Gather all lines in the data that hold the string "Defaults".

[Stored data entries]
^^^^^^^^
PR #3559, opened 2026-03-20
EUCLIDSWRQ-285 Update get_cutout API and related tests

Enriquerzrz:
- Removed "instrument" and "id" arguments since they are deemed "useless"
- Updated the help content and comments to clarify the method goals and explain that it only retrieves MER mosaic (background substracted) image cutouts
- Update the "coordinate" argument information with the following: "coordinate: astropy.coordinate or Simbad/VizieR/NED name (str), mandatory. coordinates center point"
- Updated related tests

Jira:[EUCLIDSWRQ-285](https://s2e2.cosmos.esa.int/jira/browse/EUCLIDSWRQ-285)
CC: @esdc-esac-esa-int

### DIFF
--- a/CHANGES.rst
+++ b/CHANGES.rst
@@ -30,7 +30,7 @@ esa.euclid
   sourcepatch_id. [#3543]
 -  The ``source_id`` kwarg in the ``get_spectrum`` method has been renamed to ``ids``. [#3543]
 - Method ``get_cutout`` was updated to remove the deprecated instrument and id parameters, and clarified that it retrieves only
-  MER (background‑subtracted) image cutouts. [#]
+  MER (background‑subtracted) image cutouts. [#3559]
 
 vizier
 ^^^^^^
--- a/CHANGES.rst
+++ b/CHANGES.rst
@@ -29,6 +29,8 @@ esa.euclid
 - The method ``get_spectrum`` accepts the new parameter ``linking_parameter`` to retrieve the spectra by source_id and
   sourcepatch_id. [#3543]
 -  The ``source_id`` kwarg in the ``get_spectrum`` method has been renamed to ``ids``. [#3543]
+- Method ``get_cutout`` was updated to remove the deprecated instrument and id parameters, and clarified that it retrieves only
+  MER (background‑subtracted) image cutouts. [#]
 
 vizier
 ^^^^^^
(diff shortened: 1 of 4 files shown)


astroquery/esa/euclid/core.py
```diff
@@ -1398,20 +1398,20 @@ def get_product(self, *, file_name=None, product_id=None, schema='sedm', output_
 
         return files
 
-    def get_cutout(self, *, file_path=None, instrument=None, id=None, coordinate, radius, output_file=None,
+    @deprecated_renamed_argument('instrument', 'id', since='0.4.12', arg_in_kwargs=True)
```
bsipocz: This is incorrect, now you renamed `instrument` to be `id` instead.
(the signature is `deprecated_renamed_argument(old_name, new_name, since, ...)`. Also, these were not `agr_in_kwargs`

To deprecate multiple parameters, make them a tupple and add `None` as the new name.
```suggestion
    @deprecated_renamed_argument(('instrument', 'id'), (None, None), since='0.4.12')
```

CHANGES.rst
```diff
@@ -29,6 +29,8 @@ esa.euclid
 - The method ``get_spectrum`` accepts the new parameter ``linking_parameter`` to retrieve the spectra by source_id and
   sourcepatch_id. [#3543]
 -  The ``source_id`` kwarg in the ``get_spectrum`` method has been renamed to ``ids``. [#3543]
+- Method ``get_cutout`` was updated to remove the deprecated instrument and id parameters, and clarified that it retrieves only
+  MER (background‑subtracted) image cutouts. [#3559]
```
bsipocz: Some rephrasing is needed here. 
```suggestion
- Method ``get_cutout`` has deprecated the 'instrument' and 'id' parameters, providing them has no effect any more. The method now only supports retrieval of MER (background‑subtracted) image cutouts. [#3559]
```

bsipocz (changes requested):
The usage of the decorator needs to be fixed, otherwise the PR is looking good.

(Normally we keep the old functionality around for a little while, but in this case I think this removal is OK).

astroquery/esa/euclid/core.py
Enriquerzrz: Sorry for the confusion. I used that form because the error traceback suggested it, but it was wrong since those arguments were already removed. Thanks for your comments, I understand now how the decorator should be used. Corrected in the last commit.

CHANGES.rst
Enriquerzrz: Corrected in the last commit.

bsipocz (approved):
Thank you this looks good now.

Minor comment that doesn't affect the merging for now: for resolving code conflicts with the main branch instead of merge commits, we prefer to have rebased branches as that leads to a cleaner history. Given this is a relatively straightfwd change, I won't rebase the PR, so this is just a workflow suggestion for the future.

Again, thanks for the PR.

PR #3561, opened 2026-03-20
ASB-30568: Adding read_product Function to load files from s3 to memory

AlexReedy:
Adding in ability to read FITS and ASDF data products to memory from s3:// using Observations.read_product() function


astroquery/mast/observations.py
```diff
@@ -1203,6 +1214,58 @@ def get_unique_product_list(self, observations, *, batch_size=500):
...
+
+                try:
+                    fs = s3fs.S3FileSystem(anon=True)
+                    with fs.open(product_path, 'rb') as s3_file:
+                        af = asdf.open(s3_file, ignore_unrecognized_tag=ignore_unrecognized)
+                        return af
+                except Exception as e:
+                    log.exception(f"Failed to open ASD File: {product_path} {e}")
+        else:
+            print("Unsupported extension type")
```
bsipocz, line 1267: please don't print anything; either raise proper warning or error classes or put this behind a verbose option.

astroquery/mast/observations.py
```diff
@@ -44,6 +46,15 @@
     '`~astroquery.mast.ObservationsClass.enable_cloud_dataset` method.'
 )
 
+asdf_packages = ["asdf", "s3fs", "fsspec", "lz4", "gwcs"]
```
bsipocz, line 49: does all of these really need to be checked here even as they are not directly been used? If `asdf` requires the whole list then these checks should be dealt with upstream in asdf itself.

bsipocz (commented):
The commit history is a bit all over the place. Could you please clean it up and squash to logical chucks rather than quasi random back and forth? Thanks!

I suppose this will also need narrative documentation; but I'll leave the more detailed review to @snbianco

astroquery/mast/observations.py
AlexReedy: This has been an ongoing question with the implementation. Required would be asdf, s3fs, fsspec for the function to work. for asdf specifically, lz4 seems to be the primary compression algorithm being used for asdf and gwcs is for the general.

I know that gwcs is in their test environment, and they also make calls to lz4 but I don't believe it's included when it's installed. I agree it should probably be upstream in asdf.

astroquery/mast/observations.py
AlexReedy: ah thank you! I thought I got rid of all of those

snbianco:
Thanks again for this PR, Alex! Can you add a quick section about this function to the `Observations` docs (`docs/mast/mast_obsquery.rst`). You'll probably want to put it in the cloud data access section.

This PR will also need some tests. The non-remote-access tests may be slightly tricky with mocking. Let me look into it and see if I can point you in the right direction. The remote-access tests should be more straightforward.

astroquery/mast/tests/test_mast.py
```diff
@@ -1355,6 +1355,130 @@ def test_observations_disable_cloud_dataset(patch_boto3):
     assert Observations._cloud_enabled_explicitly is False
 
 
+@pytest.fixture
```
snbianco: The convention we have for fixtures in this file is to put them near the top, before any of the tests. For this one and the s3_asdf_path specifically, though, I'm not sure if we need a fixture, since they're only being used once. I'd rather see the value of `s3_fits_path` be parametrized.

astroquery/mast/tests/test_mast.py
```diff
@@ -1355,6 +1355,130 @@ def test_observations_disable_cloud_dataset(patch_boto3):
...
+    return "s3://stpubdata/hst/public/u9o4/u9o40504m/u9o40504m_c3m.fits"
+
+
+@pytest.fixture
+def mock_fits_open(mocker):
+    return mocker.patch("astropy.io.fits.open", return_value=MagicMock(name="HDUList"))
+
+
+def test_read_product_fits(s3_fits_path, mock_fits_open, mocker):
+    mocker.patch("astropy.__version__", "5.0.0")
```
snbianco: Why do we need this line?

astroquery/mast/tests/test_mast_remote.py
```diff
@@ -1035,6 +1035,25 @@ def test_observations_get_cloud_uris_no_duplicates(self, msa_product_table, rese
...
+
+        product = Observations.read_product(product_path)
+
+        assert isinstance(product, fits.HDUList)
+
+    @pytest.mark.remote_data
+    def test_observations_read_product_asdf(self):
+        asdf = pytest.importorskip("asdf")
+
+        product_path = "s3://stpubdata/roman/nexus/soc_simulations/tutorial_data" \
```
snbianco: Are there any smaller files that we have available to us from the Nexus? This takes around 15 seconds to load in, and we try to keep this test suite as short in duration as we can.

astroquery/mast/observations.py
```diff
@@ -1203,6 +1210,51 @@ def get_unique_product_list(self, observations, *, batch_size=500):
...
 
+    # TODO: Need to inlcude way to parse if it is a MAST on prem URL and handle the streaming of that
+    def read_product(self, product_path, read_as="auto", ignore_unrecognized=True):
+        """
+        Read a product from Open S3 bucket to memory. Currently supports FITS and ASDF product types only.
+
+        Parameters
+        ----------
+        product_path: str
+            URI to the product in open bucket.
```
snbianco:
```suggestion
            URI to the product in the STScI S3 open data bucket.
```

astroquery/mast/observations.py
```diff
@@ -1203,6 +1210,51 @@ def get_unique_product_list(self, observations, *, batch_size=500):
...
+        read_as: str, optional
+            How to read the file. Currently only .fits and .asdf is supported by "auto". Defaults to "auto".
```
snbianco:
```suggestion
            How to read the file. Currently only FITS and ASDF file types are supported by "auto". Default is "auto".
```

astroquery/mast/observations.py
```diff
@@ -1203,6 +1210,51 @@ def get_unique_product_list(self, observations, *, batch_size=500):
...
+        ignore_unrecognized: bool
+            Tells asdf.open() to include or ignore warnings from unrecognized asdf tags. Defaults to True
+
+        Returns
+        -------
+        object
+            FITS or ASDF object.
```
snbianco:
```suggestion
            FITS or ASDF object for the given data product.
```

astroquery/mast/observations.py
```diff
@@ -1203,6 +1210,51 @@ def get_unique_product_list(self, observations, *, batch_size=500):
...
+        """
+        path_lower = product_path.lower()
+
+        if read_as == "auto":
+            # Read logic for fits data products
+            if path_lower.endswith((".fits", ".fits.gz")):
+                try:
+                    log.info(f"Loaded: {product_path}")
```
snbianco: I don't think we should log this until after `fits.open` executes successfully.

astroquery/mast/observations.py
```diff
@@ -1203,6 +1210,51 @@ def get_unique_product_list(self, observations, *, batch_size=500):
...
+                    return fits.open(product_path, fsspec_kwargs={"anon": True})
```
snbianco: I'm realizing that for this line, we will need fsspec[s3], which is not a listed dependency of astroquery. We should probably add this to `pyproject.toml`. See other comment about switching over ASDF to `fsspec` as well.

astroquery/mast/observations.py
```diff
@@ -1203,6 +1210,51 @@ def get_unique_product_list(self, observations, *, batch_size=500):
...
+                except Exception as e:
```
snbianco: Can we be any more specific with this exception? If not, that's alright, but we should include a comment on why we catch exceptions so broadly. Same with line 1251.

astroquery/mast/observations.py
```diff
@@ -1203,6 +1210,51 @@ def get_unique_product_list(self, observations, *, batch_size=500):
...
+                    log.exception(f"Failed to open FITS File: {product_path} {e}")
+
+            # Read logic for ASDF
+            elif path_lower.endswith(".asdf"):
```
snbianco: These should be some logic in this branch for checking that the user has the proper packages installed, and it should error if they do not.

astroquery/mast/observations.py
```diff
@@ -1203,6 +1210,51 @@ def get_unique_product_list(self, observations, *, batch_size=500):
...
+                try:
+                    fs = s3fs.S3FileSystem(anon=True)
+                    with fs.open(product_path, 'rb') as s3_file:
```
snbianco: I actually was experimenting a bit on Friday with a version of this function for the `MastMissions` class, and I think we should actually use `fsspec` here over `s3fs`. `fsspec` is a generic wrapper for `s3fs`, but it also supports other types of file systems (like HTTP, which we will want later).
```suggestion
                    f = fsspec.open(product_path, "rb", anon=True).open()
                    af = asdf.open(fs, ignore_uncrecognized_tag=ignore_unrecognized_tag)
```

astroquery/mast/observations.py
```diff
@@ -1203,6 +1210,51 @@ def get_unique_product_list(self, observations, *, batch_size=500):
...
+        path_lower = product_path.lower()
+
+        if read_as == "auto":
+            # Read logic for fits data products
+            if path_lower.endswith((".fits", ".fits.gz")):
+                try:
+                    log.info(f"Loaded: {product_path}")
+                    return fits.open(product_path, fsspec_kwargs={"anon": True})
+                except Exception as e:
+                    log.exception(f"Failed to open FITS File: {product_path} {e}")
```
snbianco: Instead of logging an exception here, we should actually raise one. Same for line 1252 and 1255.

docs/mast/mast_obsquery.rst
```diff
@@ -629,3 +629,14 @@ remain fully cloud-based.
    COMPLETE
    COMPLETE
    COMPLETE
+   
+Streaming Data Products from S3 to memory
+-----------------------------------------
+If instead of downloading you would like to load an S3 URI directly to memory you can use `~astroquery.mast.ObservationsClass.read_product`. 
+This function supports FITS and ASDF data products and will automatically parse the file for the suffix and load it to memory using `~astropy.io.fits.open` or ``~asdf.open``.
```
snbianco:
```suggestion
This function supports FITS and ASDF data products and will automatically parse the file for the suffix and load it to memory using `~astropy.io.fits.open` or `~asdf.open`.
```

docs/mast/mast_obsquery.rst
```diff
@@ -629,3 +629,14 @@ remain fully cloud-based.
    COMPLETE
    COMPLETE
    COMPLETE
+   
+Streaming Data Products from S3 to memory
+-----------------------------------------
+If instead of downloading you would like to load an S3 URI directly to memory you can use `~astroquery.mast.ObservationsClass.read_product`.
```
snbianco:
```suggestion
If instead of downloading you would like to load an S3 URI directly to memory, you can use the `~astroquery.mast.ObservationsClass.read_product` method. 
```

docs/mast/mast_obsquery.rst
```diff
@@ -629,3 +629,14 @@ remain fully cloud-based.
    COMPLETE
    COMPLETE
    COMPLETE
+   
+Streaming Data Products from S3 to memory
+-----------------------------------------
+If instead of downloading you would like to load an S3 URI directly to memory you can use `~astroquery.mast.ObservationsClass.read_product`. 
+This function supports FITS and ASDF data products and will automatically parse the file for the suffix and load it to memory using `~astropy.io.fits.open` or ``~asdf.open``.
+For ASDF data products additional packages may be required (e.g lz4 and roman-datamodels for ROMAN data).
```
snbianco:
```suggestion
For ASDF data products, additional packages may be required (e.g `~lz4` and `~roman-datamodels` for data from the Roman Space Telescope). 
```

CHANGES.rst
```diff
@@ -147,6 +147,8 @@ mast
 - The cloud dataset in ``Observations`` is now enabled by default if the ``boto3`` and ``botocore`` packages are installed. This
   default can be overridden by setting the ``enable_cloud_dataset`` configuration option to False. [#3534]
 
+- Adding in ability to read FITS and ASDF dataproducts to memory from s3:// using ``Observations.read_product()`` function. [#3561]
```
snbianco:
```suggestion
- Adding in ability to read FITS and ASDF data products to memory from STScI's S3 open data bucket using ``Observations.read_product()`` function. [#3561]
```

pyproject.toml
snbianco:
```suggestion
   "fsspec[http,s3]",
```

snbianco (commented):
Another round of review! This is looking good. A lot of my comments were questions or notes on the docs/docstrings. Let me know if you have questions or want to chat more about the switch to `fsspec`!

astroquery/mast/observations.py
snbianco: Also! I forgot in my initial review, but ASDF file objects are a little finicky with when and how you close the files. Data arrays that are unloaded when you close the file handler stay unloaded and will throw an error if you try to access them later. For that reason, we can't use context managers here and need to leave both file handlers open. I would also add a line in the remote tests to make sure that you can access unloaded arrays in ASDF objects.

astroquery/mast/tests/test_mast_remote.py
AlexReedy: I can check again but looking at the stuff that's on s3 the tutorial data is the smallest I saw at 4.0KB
^^^^^^^^
YOUR RESPONSE:
+            How to read the file. Currently only .fits and .asdf is supported by "auto". Defaults to "auto".
+            Tells asdf.open() to include or ignore warnings from unrecognized asdf tags. Defaults to True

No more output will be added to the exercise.